Abstract
Chickpea (Cicer arietinum) is a cool season grain legume experiencing severe yield loss during heat stress due to the intensifying climate changes and its associated gradual increase of mean temperature. Hence, understanding the genetic architecture regulating heat stress tolerance has emerged as an important trait to be addressed for enhancing yield and productivity of chickpea under heat stress.
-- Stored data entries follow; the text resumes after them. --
PR #4964, opened 2023-02-25
.devcontainer permissions fix

vsoch:
Problem: writing files in the DevContainer is done as root. 
Solution: have the default user be uid 1000, gid 1000, and they are written as the same user on the host.

To demonstrate this working, here I am making lasagna in the container:

image

And the same file viewed from the host - it's still owned by me!

image

### DIFF
--- a/.devcontainer/Dockerfile
+++ b/.devcontainer/Dockerfile
@@ -2,6 +2,14 @@ FROM fluxrm/testenv:focal
 
 LABEL maintainer="Vanessasaurus <@vsoch>"
 
+# Match the default user id for a single system so we aren't root
+ARG USERNAME=vscode
+ARG USER_UID=1000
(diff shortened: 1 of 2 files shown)


vsoch:
Oh you know what we should add vscode to sudoers too. Give me one minute (finishing another PR).

vsoch:
okay just added! the vscode user should now be able to do `sudo make install`. This isn't essential because we can use flux before it's moved into a system bin, but I would expect the developer to want to potentially make other changes to the environment (e.g as I do sometimes install vim or similar).

garlick (approved):
OK by me (caveat: I'm not adding much here, just assuming you know what you're doing)

vsoch:
Absolutely! 
image

garlick:
(already approved so set merge when passing when ready)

The present study is intended to identify the major genomic region(s) governing heat stress tolerance in chickpea. For this, an integrated genomics-assisted breeding strategy involving NGS-based high-resolution QTL-seq assay, QTL region-specific association analysis and molecular haplotyping was deployed in a population of 206 mapping individuals and a diversity panel of 217 germplasm accessions of chickpea. This combinatorial strategy delineated a major 156.8 kb QTL genomic region, which was subsequently narrowed-down to a functional candidate gene CaHSFA5 and its natural alleles associated strongly with heat stress tolerance in chickpea. Superior natural alleles and haplotypes delineated from the CaHSFA5 gene have functional significance in regulating heat stress tolerance in chickpea. Histochemical staining, interaction studies along with differential expression profiling of CaHSFA5 and ROS scavenging genes suggest a cross talk between CaHSFA5 with ROS homeostasis pertaining to heat stress tolerance in chickpea. Heterologous gene expression followed by heat stress screening further validated the functional significance of CaHSFA5 for heat stress tolerance. The salient outcomes obtained here can have potential to accelerate multiple translational genomic analysis including marker-assisted breeding and gene editing in order to develop high-yielding heat stress tolerant chickpea varieties.
Key message
An integrated next-generation genomic strategy delineates the functionally relevant gene and alleles for a major QTL governing heat stress tolerance in chickpea.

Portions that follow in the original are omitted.